§ **WHAT TO DO**
All records shown below should be given again, character for character.
◆ ◆ ◆
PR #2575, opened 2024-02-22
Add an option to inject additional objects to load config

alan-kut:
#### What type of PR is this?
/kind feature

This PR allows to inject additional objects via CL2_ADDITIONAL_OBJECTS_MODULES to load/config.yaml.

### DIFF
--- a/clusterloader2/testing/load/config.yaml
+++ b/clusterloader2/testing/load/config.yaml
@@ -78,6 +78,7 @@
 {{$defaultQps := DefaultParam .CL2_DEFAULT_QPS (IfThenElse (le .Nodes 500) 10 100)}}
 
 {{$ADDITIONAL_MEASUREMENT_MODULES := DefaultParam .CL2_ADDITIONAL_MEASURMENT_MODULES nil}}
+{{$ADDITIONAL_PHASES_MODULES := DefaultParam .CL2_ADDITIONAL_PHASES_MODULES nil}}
◆ ◆ ◆
§ **WRITTEN SOLUTION**
PR #2575, opened 2024-02-22
Add an option to inject additional objects to load config

alan-kut:
#### What type of PR is this?
/kind feature

This PR allows to inject additional objects via CL2_ADDITIONAL_OBJECTS_MODULES to load/config.yaml.

### DIFF
--- a/clusterloader2/testing/load/config.yaml
+++ b/clusterloader2/testing/load/config.yaml
@@ -78,6 +78,7 @@
 {{$defaultQps := DefaultParam .CL2_DEFAULT_QPS (IfThenElse (le .Nodes 500) 10 100)}}
 
 {{$ADDITIONAL_MEASUREMENT_MODULES := DefaultParam .CL2_ADDITIONAL_MEASURMENT_MODULES nil}}
+{{$ADDITIONAL_PHASES_MODULES := DefaultParam .CL2_ADDITIONAL_PHASES_MODULES nil}}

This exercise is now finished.